Work instructions:
From the data below, please reproduce exactly everything from the line that contains "(diff shortened: 1 of 1 files shown)" down to the line that contains "Great, thanks!", with both ends included.

═════ Entries provided ═════

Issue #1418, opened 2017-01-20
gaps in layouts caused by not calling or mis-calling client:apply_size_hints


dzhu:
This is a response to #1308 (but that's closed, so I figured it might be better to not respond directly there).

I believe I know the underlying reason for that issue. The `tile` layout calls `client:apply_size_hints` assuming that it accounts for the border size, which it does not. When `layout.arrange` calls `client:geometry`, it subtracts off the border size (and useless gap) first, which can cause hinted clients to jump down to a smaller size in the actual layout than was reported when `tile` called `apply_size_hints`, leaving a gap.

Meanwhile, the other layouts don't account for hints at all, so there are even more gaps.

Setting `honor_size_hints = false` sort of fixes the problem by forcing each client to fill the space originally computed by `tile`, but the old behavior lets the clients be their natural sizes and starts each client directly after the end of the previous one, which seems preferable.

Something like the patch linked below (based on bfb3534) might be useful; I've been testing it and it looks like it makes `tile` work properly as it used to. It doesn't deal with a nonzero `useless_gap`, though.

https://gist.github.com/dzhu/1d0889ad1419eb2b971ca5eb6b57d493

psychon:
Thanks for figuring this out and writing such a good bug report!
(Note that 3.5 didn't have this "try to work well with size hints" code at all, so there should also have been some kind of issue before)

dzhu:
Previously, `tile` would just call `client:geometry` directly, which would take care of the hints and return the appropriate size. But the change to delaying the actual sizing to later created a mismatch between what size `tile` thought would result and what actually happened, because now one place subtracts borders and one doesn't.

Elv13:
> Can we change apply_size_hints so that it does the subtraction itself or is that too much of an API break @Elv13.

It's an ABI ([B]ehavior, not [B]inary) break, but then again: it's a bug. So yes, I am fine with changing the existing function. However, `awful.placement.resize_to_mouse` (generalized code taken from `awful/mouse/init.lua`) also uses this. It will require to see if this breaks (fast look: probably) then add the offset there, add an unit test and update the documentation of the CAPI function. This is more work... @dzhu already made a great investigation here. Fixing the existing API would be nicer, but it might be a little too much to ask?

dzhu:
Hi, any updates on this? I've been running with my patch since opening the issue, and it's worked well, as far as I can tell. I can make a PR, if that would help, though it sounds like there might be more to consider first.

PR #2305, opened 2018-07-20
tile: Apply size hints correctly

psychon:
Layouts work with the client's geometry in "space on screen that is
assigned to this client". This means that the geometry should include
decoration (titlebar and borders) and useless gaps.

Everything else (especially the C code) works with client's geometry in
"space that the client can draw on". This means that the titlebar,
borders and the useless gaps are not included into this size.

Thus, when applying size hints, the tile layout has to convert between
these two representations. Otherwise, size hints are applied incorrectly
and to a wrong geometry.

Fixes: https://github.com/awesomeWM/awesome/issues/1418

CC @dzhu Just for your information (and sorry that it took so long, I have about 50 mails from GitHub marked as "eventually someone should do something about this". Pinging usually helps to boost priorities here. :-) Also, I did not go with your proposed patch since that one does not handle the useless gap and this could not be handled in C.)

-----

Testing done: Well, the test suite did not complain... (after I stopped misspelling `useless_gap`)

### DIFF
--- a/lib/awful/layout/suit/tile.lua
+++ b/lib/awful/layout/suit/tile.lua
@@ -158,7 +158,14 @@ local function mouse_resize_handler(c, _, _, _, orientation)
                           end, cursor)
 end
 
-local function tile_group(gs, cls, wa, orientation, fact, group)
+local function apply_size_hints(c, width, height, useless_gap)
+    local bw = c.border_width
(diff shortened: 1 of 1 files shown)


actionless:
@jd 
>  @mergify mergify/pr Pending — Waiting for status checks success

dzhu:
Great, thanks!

═════
═════ Entries provided ═════

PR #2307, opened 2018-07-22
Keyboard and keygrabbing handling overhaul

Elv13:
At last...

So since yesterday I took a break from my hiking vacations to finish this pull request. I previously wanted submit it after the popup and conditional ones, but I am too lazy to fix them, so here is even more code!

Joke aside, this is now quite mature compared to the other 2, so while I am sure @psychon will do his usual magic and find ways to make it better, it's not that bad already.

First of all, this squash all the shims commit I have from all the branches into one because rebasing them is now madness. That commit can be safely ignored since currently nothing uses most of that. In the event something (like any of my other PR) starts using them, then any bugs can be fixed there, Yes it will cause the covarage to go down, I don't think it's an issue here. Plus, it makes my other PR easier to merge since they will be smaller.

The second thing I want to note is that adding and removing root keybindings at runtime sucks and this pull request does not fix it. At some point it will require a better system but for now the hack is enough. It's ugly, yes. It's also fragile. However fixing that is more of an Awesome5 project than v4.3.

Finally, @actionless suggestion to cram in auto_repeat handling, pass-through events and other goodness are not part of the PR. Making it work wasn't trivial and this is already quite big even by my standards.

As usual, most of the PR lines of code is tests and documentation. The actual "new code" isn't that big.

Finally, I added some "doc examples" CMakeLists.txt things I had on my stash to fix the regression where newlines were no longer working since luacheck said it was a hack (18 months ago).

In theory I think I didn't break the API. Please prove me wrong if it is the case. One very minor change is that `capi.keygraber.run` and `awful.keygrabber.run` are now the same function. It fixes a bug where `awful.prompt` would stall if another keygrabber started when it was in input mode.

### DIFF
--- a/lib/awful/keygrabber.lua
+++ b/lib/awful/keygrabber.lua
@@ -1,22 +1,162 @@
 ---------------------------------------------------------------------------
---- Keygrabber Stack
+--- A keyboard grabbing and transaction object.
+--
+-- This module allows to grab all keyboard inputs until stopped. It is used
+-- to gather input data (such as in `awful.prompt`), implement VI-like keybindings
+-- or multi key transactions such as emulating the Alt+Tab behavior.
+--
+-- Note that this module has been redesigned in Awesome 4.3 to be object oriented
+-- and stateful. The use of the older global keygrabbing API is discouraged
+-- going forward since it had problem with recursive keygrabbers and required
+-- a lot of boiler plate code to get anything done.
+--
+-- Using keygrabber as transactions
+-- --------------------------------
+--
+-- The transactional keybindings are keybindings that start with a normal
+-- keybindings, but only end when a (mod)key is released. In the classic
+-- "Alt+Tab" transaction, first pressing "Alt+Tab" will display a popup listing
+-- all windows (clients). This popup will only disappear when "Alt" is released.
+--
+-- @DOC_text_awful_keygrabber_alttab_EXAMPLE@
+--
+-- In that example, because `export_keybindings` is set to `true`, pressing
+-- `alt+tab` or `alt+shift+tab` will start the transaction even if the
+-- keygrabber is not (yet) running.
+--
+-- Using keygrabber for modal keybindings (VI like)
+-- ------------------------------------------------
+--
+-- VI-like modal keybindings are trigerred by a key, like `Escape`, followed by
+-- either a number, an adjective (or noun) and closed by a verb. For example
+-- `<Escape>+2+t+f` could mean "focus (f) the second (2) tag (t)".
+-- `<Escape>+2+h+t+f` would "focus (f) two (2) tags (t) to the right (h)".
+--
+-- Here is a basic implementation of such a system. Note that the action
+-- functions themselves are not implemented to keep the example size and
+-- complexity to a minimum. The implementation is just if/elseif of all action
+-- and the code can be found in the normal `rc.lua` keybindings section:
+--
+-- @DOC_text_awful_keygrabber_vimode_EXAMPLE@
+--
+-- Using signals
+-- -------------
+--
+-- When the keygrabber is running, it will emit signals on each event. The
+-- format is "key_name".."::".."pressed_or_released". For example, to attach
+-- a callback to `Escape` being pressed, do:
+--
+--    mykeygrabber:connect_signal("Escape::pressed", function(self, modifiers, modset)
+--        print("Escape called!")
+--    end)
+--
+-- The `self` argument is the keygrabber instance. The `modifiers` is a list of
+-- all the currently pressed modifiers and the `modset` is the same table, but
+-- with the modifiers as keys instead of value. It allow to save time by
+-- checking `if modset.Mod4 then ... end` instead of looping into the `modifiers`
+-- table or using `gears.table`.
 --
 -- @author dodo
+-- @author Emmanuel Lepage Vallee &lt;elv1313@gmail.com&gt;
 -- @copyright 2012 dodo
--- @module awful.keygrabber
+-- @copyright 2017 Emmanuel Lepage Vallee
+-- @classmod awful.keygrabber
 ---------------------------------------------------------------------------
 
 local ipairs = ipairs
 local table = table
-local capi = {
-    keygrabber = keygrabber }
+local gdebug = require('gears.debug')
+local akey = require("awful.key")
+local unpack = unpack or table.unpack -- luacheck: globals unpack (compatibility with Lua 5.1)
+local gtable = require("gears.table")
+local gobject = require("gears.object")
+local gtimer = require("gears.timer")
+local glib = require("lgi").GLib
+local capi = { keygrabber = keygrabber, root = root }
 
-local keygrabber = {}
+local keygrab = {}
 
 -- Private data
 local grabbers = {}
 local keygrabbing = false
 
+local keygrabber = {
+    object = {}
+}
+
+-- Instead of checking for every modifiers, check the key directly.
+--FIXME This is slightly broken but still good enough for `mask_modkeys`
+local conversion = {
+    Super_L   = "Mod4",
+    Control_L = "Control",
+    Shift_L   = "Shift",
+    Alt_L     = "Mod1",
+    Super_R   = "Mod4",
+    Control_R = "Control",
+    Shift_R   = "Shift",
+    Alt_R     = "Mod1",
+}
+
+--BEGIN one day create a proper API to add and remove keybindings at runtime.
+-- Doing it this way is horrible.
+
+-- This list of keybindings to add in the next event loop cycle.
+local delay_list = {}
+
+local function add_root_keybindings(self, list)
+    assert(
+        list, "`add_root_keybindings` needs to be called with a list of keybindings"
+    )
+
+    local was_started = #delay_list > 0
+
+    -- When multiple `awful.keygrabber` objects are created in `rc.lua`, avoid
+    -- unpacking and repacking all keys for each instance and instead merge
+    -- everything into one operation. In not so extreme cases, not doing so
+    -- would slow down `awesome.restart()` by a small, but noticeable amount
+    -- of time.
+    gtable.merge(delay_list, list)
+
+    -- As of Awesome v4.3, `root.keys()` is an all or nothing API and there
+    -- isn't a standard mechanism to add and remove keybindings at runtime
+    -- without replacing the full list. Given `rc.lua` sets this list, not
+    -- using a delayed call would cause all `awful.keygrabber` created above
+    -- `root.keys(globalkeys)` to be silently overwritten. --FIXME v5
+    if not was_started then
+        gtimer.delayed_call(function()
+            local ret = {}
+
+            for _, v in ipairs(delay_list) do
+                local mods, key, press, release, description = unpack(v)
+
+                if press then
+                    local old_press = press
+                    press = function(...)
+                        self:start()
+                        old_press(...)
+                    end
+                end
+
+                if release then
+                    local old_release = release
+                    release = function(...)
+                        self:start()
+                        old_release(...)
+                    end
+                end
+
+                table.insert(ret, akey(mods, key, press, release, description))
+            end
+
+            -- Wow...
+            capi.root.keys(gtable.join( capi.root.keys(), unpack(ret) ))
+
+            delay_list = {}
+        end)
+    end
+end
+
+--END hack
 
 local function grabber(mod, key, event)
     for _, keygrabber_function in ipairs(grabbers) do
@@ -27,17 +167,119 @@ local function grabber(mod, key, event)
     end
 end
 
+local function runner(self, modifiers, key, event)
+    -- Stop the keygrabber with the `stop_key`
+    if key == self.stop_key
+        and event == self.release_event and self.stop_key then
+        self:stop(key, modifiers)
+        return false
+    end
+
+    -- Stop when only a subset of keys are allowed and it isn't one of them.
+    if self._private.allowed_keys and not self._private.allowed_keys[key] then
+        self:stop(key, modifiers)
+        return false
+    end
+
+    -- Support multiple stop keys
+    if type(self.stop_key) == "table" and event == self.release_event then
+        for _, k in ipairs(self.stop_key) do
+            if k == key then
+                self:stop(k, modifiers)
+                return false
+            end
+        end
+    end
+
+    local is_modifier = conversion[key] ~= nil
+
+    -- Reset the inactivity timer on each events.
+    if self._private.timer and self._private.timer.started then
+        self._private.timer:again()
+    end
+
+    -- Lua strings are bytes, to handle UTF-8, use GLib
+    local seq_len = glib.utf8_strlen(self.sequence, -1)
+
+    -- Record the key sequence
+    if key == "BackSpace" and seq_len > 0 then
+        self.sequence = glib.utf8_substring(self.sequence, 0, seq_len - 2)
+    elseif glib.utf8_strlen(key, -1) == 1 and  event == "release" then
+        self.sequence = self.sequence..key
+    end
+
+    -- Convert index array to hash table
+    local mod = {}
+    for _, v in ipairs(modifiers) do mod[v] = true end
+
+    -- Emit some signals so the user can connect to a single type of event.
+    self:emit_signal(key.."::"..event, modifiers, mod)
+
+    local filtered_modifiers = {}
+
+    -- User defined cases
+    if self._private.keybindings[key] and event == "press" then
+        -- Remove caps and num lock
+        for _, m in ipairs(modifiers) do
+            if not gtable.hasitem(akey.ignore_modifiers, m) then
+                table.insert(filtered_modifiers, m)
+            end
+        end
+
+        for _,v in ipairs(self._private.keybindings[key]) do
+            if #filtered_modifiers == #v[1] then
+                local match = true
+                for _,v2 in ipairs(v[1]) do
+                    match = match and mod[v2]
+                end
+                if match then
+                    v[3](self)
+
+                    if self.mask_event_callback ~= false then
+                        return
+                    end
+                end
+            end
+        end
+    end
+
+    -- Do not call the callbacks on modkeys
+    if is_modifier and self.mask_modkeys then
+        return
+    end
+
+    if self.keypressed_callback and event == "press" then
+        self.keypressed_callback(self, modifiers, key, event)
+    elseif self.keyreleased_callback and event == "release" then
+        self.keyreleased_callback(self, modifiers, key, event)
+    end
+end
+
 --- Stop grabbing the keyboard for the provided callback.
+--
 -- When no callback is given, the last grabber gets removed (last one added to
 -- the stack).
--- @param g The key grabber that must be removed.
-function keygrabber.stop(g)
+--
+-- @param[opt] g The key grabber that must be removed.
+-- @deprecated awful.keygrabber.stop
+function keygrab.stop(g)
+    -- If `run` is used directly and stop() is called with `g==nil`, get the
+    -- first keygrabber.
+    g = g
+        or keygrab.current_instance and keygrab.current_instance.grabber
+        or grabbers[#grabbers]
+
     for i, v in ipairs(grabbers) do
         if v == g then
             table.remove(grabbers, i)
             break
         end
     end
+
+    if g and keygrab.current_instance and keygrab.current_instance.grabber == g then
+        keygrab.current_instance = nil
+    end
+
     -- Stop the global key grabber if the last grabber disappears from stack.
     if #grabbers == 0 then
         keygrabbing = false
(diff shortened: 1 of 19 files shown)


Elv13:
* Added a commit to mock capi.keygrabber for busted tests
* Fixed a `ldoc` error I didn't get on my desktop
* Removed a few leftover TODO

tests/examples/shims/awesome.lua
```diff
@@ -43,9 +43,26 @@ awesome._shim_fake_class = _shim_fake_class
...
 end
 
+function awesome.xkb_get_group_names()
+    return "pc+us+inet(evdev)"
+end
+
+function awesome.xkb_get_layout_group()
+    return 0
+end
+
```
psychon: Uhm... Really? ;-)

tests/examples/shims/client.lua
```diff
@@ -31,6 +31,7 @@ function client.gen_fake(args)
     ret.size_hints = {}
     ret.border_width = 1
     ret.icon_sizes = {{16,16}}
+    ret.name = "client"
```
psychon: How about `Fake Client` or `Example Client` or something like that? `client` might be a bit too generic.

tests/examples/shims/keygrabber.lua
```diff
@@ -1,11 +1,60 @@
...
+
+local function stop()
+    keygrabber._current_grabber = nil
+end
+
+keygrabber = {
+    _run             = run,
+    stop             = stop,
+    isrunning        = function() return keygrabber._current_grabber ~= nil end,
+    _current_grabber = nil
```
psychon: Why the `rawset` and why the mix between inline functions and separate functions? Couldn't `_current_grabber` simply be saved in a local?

═════

Expected answer:
(diff shortened: 1 of 1 files shown)


actionless:
@jd 
>  @mergify mergify/pr Pending — Waiting for status checks success

dzhu:
Great, thanks!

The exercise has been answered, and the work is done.